Issue #186, opened 2016-08-01
Cannot read property 'getComputedStyle' of undefined


anibali:
Version: react-draggable 2.2.0
Browser: Google Chrome Linux 51.0.2704.106 (64-bit)
Error: `Cannot read property 'getComputedStyle' of undefined`
Source of error: https://github.com/mzabriskie/react-draggable/blob/ac269435565fe584f0409345dcb79e8f5b682828/lib/utils/positionFns.es6#L29

Looking a few lines up from the source of the error, I think that changing

``` js
const ownerWindow = node.defaultView;
```

to

``` js
const ownerWindow = ownerDocument.defaultView;
```

might fix the problem. I've never used `defaultView` before though, and I'm not sure what is trying to be achieved with it, so take that with a pinch of salt.

I have no problems with react-draggable 2.1.2.

grunnlock:
Happens to me as well when using the "bounds" property:
`<ReactDraggable
      bounds="body"
      handle=".dashboard-panel-header"
      onStart={ @focusPanel }
      onClick={ @focusPanel }
    >`

afilp:
It happens to me too, this is very problematic and I do not know what to do! I would appreciate a quick fix, thanks a lot!

CaptainChemist:
@anibali I ran into this same issue, did you end up fixing it? I too was able to fix it by reverting to an earlier version (2.1.2).

CaptainChemist:
The weird thing with my project is that even if I revert back to a previously working version on github and do a `rm -rf node_modules` followed by an npm install, it still gives me this error. I wonder if this problem is something other than the project itself- it also appears to be broken in safari as well as chrome for me.

anibali:
@CaptainChemist I ended up reverting to the earlier version. I did some poking around in the console and found that the window object was available via the document, but I didn't actually make the change. The line I'm referring to is https://github.com/mzabriskie/react-draggable/blob/ac269435565fe584f0409345dcb79e8f5b682828/lib/utils/positionFns.es6#L21

Essentially `node.defaultView` is `undefined`, and that's causing the problem.

vhmth:
Confirmed that this is the case for me as well. Reverting to 2.1.2 indeed fixed the issue.

jonshamir:
Any updates on this issue?

uriklar:
+1

STRML:
If you guys have an issue please submit a PR.

STRML:
[...]

PR #190, opened 2016-08-11
fix Cannot read property 'getComputedStyle' of undefined #186

nassimbenkirane:
Fix the problem that happened since version 2.2.0 when bounds property was used


STRML:
Fixed in 2.2.1 - would have accepted but built files were erroneously included in this commit.

nassimbenkirane:
Great ! Thanks for your reactivity 👍

Issue #162, opened 2016-05-25
Uncaught TypeError: Cannot read property 'SVGElement' of undefined


tlrobinson:
In v2.1.1 I'm getting this error when trying to use `Draggable`:

`react-draggable.js:267 Uncaught TypeError: Cannot read property 'SVGElement' of undefined`

It looks like the problem has to do with `global` being `undefined` due to `(function() { return this; })()` returning `null` rather than the global object in strict mode. I'm not really sure why it's being executed in strict mode though.

STRML:
That's odd. Strict mode is intended and implied in Babel modules, but Webpack should be handling global injection properly.

I don't see this issue on any of the demos. Perhaps it has something to do with your environment?

artemstorozhuk:
Exactly same issue for me. I've got no idea how to fix it.

STRML:
You could help by giving me reproduction steps.

artemstorozhuk:
Thanks for your quick response.

In console:
`npm i --save react-draggable`

In code:

```
import React from 'react'
import {render} from 'react-dom'
import Draggable from 'react-draggable';

render(
    <Draggable>
        <div>content</div>
    </Draggable>,
    document.getElementById('root')
);

```

Btw component is dragging properly.

amoilanen:
Might be that I found a workaround.

Observed the same error when the code of `react-draggable` was run through the Babel transform by Webpack while being located under 'node_modules'. After turning off the Babel transform the issue disappeared, now no errors in the console.

Looks like some Webpack + Babel issue.

PR #193, opened 2016-08-15
Avoid having 'global' 'undefined'

amoilanen:
Tested that this change fixes the issue https://github.com/mzabriskie/react-draggable/issues/162 "Uncaught TypeError: Cannot read property 'SVGElement' of undefined"

Original changes were made by tkrkt in https://github.com/tkrkt/react-draggable/commit/41ec001671dec5c1afebecb5a8e984a13010f6a4 in a fork of react-draggable

Alternative approach is to avoid using global and assume that SVGElement can be defined as a global, instead of:

``` javascript
    if(typeof global.SVGElement !== 'undefined' && ReactDOM.findDOMNode(this) instanceof global.SVGElement) {
    ...
```

we can use

``` javascript
    if(typeof SVGElement !== 'undefined' && ReactDOM.findDOMNode(this) instanceof SVGElement) {
    ...
```

Please, note that after running webpack in Windows at the root the dist file has been changed somewhat, looks like line-endings were changed and not sure if source map has been properly generated, might be that we may need to run webpack to generate the dist in a Linux or Mac environment.

### DIFF
--- a/dist/react-draggable.js
+++ b/dist/react-draggable.js
@@ -11,41 +11,41 @@
 return /******/ (function(modules) { // webpackBootstrap
 /******/ 	// The module cache
 /******/ 	var installedModules = {};
-/******/
+
 /******/ 	// The require function
 /******/ 	function __webpack_require__(moduleId) {
-/******/
+
 /******/ 		// Check if module is in cache
 /******/ 		if(installedModules[moduleId])
 /******/ 			return installedModules[moduleId].exports;
-/******/
+
 /******/ 		// Create a new module (and put it into the cache)
 /******/ 		var module = installedModules[moduleId] = {
 /******/ 			exports: {},
 /******/ 			id: moduleId,
 /******/ 			loaded: false
 /******/ 		};
-/******/
+
 /******/ 		// Execute the module function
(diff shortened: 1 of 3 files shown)


STRML:
A few things:
1. This error only manifests when using babel on your node-modules folder - don't do that, tons of libraries break when you do.
2. This feels like a hack to me. I don't think it makes sense to introduce a dependency (and look, it has its own dependencies!) just to try to access the window.
3. Please don't add built files to PRs.

amoilanen:
Hi, thank you for a quick reply.
1. It is true that this error only manifests itself when running node-modules through Babel however it might be necessary to do so if, for example, an older version of PhantomJS is used to run the unit tests.
2. Actually it is just explicitly requiring a used dependency instead of depending on the environment to provide it, i.e. instead of expecting to find 'SVGElement' in a window object we expect to find 'global' there.
3. There is a better solution: avoid referring to 'global'. If SVGElement is defined it should be defined in the global scope.

Updated the PR, removed the modifications to dist.

STRML:
Seems good. Thanks.

amoilanen:
Thanks

PR #198, opened 2016-09-07
Get ownerDocument before calling onStop handlers

acusti:
If a draggable `onStop` handler (invoked in [DraggableCore:318](https://github.com/mzabriskie/react-draggable/blob/master/lib/DraggableCore.es6#L318)) causes the wrapped component to unmount, calling `ReactDOM.findDOMNode` in [line 321](https://github.com/mzabriskie/react-draggable/blob/master/lib/DraggableCore.es6#L321) will error with `Uncaught Invariant Violation: findDOMNode was called on an unmounted component`.

Using findDOMNode before calling `onStop` avoids that bug and prevents having to also invoke it for the userSelect hack. A win-win.

### DIFF
--- a/lib/DraggableCore.es6
+++ b/lib/DraggableCore.es6
@@ -301,9 +301,10 @@ export default class DraggableCore extends React.Component {
     if (position == null) return;
     const {x, y} = position;
     const coreEvent = createCoreData(this, x, y);
+    const {ownerDocument} = ReactDOM.findDOMNode(this);
 
     // Remove user-select hack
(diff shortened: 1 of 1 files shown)


STRML:
:+1: Nice fix.

bkniffler:
Could you please publish this to npm? Thanks!

acusti:
@bkniffler If you want an installable version with this fix, you can temporarily use:
`"react-draggable": "Brandcast/react-draggable#1de1e66",`

in your package.json until this gets published. The `#1de1e66` hash just points to my [commit of the built files](https://github.com/Brandcast/react-draggable/commit/1de1e6609434ba3582c2115de3159597c7f82be1).

STRML:
This is published as v2.2.2.

PR #199, opened 2016-09-19
adds undocumented bounds option to docs

qamil:
adds docs for an crucial undocumented feature

https://github.com/mzabriskie/react-draggable/blob/1b9000e37bd683b6646afef23dad4a78f7017052/lib/utils/positionFns.es6#L26


STRML:
Thanks, this is helpful.

PR #224, opened 2017-02-09
add comma

sunopar:
add comma


STRML:
That's not how `import type` works - that is a Flow import.

PR #226, opened 2017-02-15
pass the bounded x and y in the DraggableData

edeustace:
I was running into an issue where I was trying to synch a component's position with another one that was being dragged via a `Draggable`, I was using `onDrag` for this. 

It works fine until you go outside the bounds at which point the x/y would fall out of synch. This PR returns the bounded x/y (set in `newState`) in `DraggableData` back to the callback.


romamatusevich:
@STRML, can these changes be added to the next release?

romamatusevich:
@STRML, could you please rerun tests? I think the failed checks may be an environment issue.

STRML:
Ported into 55f701e - thanks for the contribution.

Issue #244, opened 2017-04-27
typescript errors in 2.2.4


timothyallan:
Getting a whack of TS errors now when using 2.2.4 and TypeScript 2.3
```
node_modules/react-draggable/index.d.ts
(49,1): error TS1046: A 'declare' modifier is required for a top level declaration in a .d.ts file.

node_modules/react-draggable/index.d.ts
(49,7): error TS2323: Cannot redeclare exported variable 'Draggable'.

/node_modules/react-draggable/index.d.ts
(49,66): error TS2304: Cannot find name 'DraggableState'.

node_modules/react-draggable/index.d.ts
(60,5): error TS2484: Export declaration conflicts with exported declaration of 'DraggableCore'.
```

lostfictions:
Bit by this as well! Just to be clear, it totally breaks compilation for anyone using the package with TypeScript (and probably throws some weird stuff for anyone using the package with vanilla JS or Babel in VS Code or other IDEs that consume TypeScript defs.) The only way to get it compiling again is to delete the .d.ts file from node_modules, which obviously doesn't work for redistribution.

I'm only just trying react-draggable with TypeScript for the first time today, but looking at the definitions I'm not sure how they ever worked since they [reference an identifier that doesn't exist](https://github.com/mzabriskie/react-draggable/blob/master/index.d.ts#L49-L55).

Don't have time to submit a PR today, but [here's a gist of a fixed .d.ts file](https://gist.github.com/lostfictions/f0b4e6ae62d6f102a4d04b6d926da9ab).

I could also submit this as a PR to DefinitelyTyped instead and react-draggable could cut a new release with the definitions removed from this repo? I really appreciate when maintainers are willing to host definitions in the repo since it reduces friction for consumers of the package (and automagically improves completions in editors like VS Code even for vanilla JS!) That said, I think it might only makes sense to host definitions in-repo if maintainers are up for keeping them up-to-date and testing against TypeScript when the API changes.

STRML:
Thanks @lostfictions. I've published v2.2.5 which fixes this issue.

I use Flow in our own projects, not TS. Perhaps your DT idea is better. But if I wanted to ensure that the TS definitions are correct in the future and maintain this definition, do you have suggestions on how to add that to the test suite?

lostfictions:
Thanks a lot for the quick turnaround!

[...]

PR #245, opened 2017-04-29
Move TypeScript defs to own folder and add tests

lostfictions:
Here's a PR for testing TS defs, as discussed in #244. It doesn't test them against the existing spec file -- between Karma augmenting the global namespace and the spec importing some Flow files, it ended up being a bit too tricky. Instead, this PR adds a `tests.tsx` file that simply verifies that the correct props are supported (as well as being optional.)

(When Microsoft/TypeScript#15160 lands it'll be possible to enforce that `Draggable` and `DraggableCore` have a child as well.)

I've also added invoking `tsc` to perform the checking as part of the `test` task in `Makefile`.

### DIFF
--- a/Makefile
+++ b/Makefile
@@ -35,6 +35,7 @@ dist/%.js: $(BIN)
 
 test: $(BIN)
 	@$(BIN)/karma start --single-run
+	@$(BIN)/tsc -p typings
 
 dev: $(BIN)
 	script/build-watch
--- a/package.json
+++ b/package.json
@@ -12,7 +12,7 @@
     "build": "make clean build",
     "lint": "make lint"
   },
-  "typings": "./index.d.ts",
+  "typings": "./typings/index.d.ts",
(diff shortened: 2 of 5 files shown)


lostfictions:
(Incidentally, spotted some invalid/deprecated props in the spec while I was looking things over:

- `zIndex` here is deprecated: https://github.com/mzabriskie/react-draggable/blob/master/specs/draggable.spec.jsx#L118
- `style` here should be on the child: https://github.com/mzabriskie/react-draggable/blob/master/specs/draggable.spec.jsx#L629

Not sure why these aren't throwing via PropTypes verification but I don't have any more time to investigate this, sorry :(  Just thought I'd point them out!)

STRML:
Thanks. I removed the root `index.d.ts` and updated the lockfile. I tested a few invalid definitions and it threw as expected. I appreciate it a lot!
★ ★ ★ ★
■ **WHAT YOU NEED TO DO**
Each line above from the one with "Could you please publish this to npm? Thanks!" up to and including the one with "adds undocumented bounds option to docs" must be set down exactly, and no line outside that span may appear.

■ **RESULT OF THIS TASK**
Could you please publish this to npm? Thanks!

acusti:
@bkniffler If you want an installable version with this fix, you can temporarily use:
`"react-draggable": "Brandcast/react-draggable#1de1e66",`

in your package.json until this gets published. The `#1de1e66` hash just points to my [commit of the built files](https://github.com/Brandcast/react-draggable/commit/1de1e6609434ba3582c2115de3159597c7f82be1).

STRML:
This is published as v2.2.2.

PR #199, opened 2016-09-19
adds undocumented bounds option to docs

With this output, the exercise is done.